[Stored data]
PR #33, opened 2016-11-21
Consistently referring to JcmsNotAcceptableHttpException

giorgiosironi:
Was referred to as `JCMSNotAcceptableHttpException` which is probably causing a class not found error on Ubuntu servers when `Accept` headers are incorrect.

### DIFF
--- a/.travis.yml
+++ b/.travis.yml
@@ -23,6 +23,7 @@ before_install:
   - sh $TRAVIS_BUILD_DIR/scripts/travis/mysql-reset-root-password.sh
   - curl https://puli.io/installer | php
   - echo 'sendmail_path = /bin/true' >> ~/.phpenv/versions/$(phpenv version-name)/etc/conf.d/travis.ini
+  - echo 'xdebug.max_nesting_level = 512' >> ~/.phpenv/versions/$(phpenv version-name)/etc/conf.d/travis.ini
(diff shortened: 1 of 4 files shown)


giorgiosironi:
The OS X filesystem is sometimes case-insensitive so it may not reproduce this:
```
[21-Nov-2016 08:56:15 America/Chicago] Error: Class 'Drupal\jcms_rest\Exception\JCMSNotAcceptableHttpException' not found in /srv/journal-cms/src/modules/jcms_rest/src/Routing/JcmsRestResourceRouteFilter.php on line 66 #0 /srv/journal-cms/web/core/lib/Drupal/Core/Routing/LazyRouteFilter.php(95): Drupal\jcms_rest\Routing\JcmsRestResourceRouteFilter->filter(Object(Symfony\Component\Routing\RouteCollection), Object(Symfony\Component\HttpFoundation\Request))
```

giorgiosironi:
Not sure how the change is related, but there seem to be a default limit set by `xdebug.max_nesting_level`. On Alfred, which does not install xdebug, PHPUnit runs to completion so I'll try to raise it in `.travis.yml`.

giorgiosironi:
Ok, now works on Travis CI too. Merge when satisfied.

PR #127, opened 2017-03-21
Update community list, events and labs

nlisgo:


nlisgo:
Thanks for the nod @jamiehollern :)

PR #136, opened 2017-03-24
[WIP] Add /ping

giorgiosironi:
Goal: add a /ping API that just returns the text `pong` plus a few "don't cache anything" headers.

### DIFF
--- a/src/modules/jcms_rest/src/Plugin/rest/resource/PingRestResource.php
+++ b/src/modules/jcms_rest/src/Plugin/rest/resource/PingRestResource.php
@@ -1,0 +1,28 @@
+<?php
+
+namespace Drupal\jcms_rest\Plugin\rest\resource;
+
+use Symfony\Component\HttpFoundation\Response;
+
+/**
+ * Provides a ping for smoke tests to call.
+ *
+ * @RestResource(
+ *   id = "ping_rest_resource",
+ *   label = @Translation("Ping rest resource"),
+ *   uri_paths = {
+ *     "canonical" = "/ping"
+ *   }
+ * )
+ */
+class PingRestResource extends AbstractRestResourceBase {
+  /**
+   * Responds to GET requests.
+   *
+   * @return Symfony\Component\HttpFoundation\Response
+   */
+  public function get(int $number) {
+    return new Response(200, 'pong'); // TODO: add headers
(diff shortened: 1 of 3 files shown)


src/modules/jcms_rest/src/Plugin/rest/resource/PingRestResource.php
```diff
@@ -0,0 +1,28 @@
...
+ *
+ * @RestResource(
+ *   id = "ping_rest_resource",
+ *   label = @Translation("Ping rest resource"),
+ *   uri_paths = {
+ *     "canonical" = "/ping"
+ *   }
+ * )
+ */
+class PingRestResource extends AbstractRestResourceBase {
```
thewilkybarkid: There must be a simpler way to add a controller than extending whatever `AbstractRestResourceBase` is?

nlisgo: There is a simpler way. But to complicate things slightly I think we should have this in it's own module.

The missing step to get this working is that we need to set the permissions to access the resource. This is typically done in the UI and then we can export the configuration.

@giorgiosironi let's discuss which is the best approach to implement this. Do we want it to always be available or is something we could enable, test, then tear down?

giorgiosironi: Probably, @nlisgo shall I use the @RestResource support or can I go for something simpler like https://www.drupal.org/docs/8/creating-custom-modules/adding-a-basic-controller ? In which module should this be added? Does it need a new one?

nlisgo: I think it needs a new one. Would `jmcs_ping` be an appropriate name?

thewilkybarkid: We'd probably want it on any Drupal, so maybe just `ping`? (Or `elife_ping` due to https://www.drupal.org/project/ping?)

giorgiosironi: always available, we use it in our /status page

giorgiosironi:
Obsolete by #137.

PR #138, opened 2017-03-28
Remove coveralls until we improve coverage

nlisgo:


giorgiosironi:
The smell of green builds in the morning, thanks!

PR #142, opened 2017-04-03
Drush migrate output can be checked by this script

giorgiosironi:


giorgiosironi:
Required by https://github.com/elifesciences/journal-cms-formula/pull/25

PR #160, opened 2017-04-15
Add article metrics for cover list ordering

nlisgo:
See: https://github.com/elifesciences/journal-cms-formula/pull/30
See: https://github.com/elifesciences/builder-private/pull/15

### DIFF
--- a/src/modules/jcms_notifications/drush/jcms_notifications.drush.inc
+++ b/src/modules/jcms_notifications/drush/jcms_notifications.drush.inc
@@ -5,6 +5,7 @@
  * Drush commands for the module.
  */
 
+use Drupal\jcms_article\Entity\ArticleVersions;
 use GuzzleHttp\Exception\RequestException;
 use Drupal\node\Entity\Node;
 use Drupal\taxonomy\Entity\Term;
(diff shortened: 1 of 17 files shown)


giorgiosironi:
I reviewed and merged the changes to the formula and builder-private, they are in now. However, we should first get a green end2end and prod of the project before merging this additional change.

src/modules/jcms_notifications/drush/jcms_notifications.drush.inc
```diff
@@ -98,11 +113,59 @@ function drush_jcms_notifications_article_import_all() {
...
+      '!minutes' => floor($time / 60),
+      '!seconds' => round($time % 60),
+    ]));
+  }
+}
+
+/**
  * Callback function drush_jcms_notifications_article_import().
  */
 function drush_jcms_notifications_article_import($lrp = FALSE) {
```
giorgiosironi: the name of this drush command is outdated, but let's not rename it now as it involves the formula. We'll do that incrementally

nlisgo: Yes, I will do a followup to change it.

PR #161, opened 2017-04-18
Clean database on rollback

giorgiosironi:
The default rollback step will change the version of the code being required and run a new salt highstate. This doesn't play well with the journal-cms database.

Therefore, this custom rollback step cleans the database instead and
reinstalls the older commit, but without existing state getting in the
way. We lose a bit of useful feedback here because end2end is not as
stateful as production, but we gain in stability as code that is broken
does not stay deployed, and other projects may run end2end again
successfully.


giorgiosironi:
Let's see...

# About this task:
Each of the entries must be written out again exactly.

# Result for this task:
PR #33, opened 2016-11-21
Consistently referring to JcmsNotAcceptableHttpException

giorgiosironi:
Was referred to as `JCMSNotAcceptableHttpException` which is probably causing a class not found error on Ubuntu servers when `Accept` headers are incorrect.

### DIFF
--- a/.travis.yml
+++ b/.travis.yml
@@ -23,6 +23,7 @@ before_install:
   - sh $TRAVIS_BUILD_DIR/scripts/travis/mysql-reset-root-password.sh
   - curl https://puli.io/installer | php
   - echo 'sendmail_path = /bin/true' >> ~/.phpenv/versions/$(phpenv version-name)/etc/conf.d/travis.ini
+  - echo 'xdebug.max_nesting_level = 512' >> ~/.phpenv/versions/$(phpenv version-name)/etc/conf.d/travis.ini
(diff shortened: 1 of 4 files shown)


giorgiosironi:
The OS X filesystem is sometimes case-insensitive so it may not reproduce this:
```
[21-Nov-2016 08:56:15 America/Chicago] Error: Class 'Drupal\jcms_rest\Exception\JCMSNotAcceptableHttpException' not found in /srv/journal-cms/src/modules/jcms_rest/src/Routing/JcmsRestResourceRouteFilter.php on line 66 #0 /srv/journal-cms/web/core/lib/Drupal/Core/Routing/LazyRouteFilter.php(95): Drupal\jcms_rest\Routing\JcmsRestResourceRouteFilter->filter(Object(Symfony\Component\Routing\RouteCollection), Object(Symfony\Component\HttpFoundation\Request))
```

giorgiosironi:
Not sure how the change is related, but there seem to be a default limit set by `xdebug.max_nesting_level`. On Alfred, which does not install xdebug, PHPUnit runs to completion so I'll try to raise it in `.travis.yml`.

giorgiosironi:
Ok, now works on Travis CI too. Merge when satisfied.

PR #127, opened 2017-03-21
Update community list, events and labs

nlisgo:


nlisgo:
Thanks for the nod @jamiehollern :)

PR #136, opened 2017-03-24
[WIP] Add /ping

giorgiosironi:
Goal: add a /ping API that just returns the text `pong` plus a few "don't cache anything" headers.

### DIFF
--- a/src/modules/jcms_rest/src/Plugin/rest/resource/PingRestResource.php
+++ b/src/modules/jcms_rest/src/Plugin/rest/resource/PingRestResource.php
@@ -1,0 +1,28 @@
+<?php
+
+namespace Drupal\jcms_rest\Plugin\rest\resource;
+
+use Symfony\Component\HttpFoundation\Response;
+
+/**
+ * Provides a ping for smoke tests to call.
+ *
+ * @RestResource(
+ *   id = "ping_rest_resource",
+ *   label = @Translation("Ping rest resource"),
+ *   uri_paths = {
+ *     "canonical" = "/ping"
+ *   }
+ * )
+ */
+class PingRestResource extends AbstractRestResourceBase {
+  /**
+   * Responds to GET requests.
+   *
+   * @return Symfony\Component\HttpFoundation\Response
+   */
+  public function get(int $number) {
+    return new Response(200, 'pong'); // TODO: add headers
(diff shortened: 1 of 3 files shown)


src/modules/jcms_rest/src/Plugin/rest/resource/PingRestResource.php
```diff
@@ -0,0 +1,28 @@
...
+ *
+ * @RestResource(
+ *   id = "ping_rest_resource",
+ *   label = @Translation("Ping rest resource"),
+ *   uri_paths = {
+ *     "canonical" = "/ping"
+ *   }
+ * )
+ */
+class PingRestResource extends AbstractRestResourceBase {
```
thewilkybarkid: There must be a simpler way to add a controller than extending whatever `AbstractRestResourceBase` is?

nlisgo: There is a simpler way. But to complicate things slightly I think we should have this in it's own module.

The missing step to get this working is that we need to set the permissions to access the resource. This is typically done in the UI and then we can export the configuration.

@giorgiosironi let's discuss which is the best approach to implement this. Do we want it to always be available or is something we could enable, test, then tear down?

giorgiosironi: Probably, @nlisgo shall I use the @RestResource support or can I go for something simpler like https://www.drupal.org/docs/8/creating-custom-modules/adding-a-basic-controller ? In which module should this be added? Does it need a new one?

nlisgo: I think it needs a new one. Would `jmcs_ping` be an appropriate name?

thewilkybarkid: We'd probably want it on any Drupal, so maybe just `ping`? (Or `elife_ping` due to https://www.drupal.org/project/ping?)

giorgiosironi: always available, we use it in our /status page

giorgiosironi:
Obsolete by #137.

PR #138, opened 2017-03-28
Remove coveralls until we improve coverage

nlisgo:


giorgiosironi:
The smell of green builds in the morning, thanks!

PR #142, opened 2017-04-03
Drush migrate output can be checked by this script

giorgiosironi:


giorgiosironi:
Required by https://github.com/elifesciences/journal-cms-formula/pull/25

PR #160, opened 2017-04-15
Add article metrics for cover list ordering

nlisgo:
See: https://github.com/elifesciences/journal-cms-formula/pull/30
See: https://github.com/elifesciences/builder-private/pull/15

### DIFF
--- a/src/modules/jcms_notifications/drush/jcms_notifications.drush.inc
+++ b/src/modules/jcms_notifications/drush/jcms_notifications.drush.inc
@@ -5,6 +5,7 @@
  * Drush commands for the module.
  */
 
+use Drupal\jcms_article\Entity\ArticleVersions;
 use GuzzleHttp\Exception\RequestException;
 use Drupal\node\Entity\Node;
 use Drupal\taxonomy\Entity\Term;
(diff shortened: 1 of 17 files shown)


giorgiosironi:
I reviewed and merged the changes to the formula and builder-private, they are in now. However, we should first get a green end2end and prod of the project before merging this additional change.

src/modules/jcms_notifications/drush/jcms_notifications.drush.inc
```diff
@@ -98,11 +113,59 @@ function drush_jcms_notifications_article_import_all() {
...
+      '!minutes' => floor($time / 60),
+      '!seconds' => round($time % 60),
+    ]));
+  }
+}
+
+/**
  * Callback function drush_jcms_notifications_article_import().
  */
 function drush_jcms_notifications_article_import($lrp = FALSE) {
```
giorgiosironi: the name of this drush command is outdated, but let's not rename it now as it involves the formula. We'll do that incrementally

nlisgo: Yes, I will do a followup to change it.

PR #161, opened 2017-04-18
Clean database on rollback

giorgiosironi:
The default rollback step will change the version of the code being required and run a new salt highstate. This doesn't play well with the journal-cms database.

Therefore, this custom rollback step cleans the database instead and
reinstalls the older commit, but without existing state getting in the
way. We lose a bit of useful feedback here because end2end is not as
stateful as production, but we gain in stability as code that is broken
does not stay deployed, and other projects may run end2end again
successfully.


giorgiosironi:
Let's see...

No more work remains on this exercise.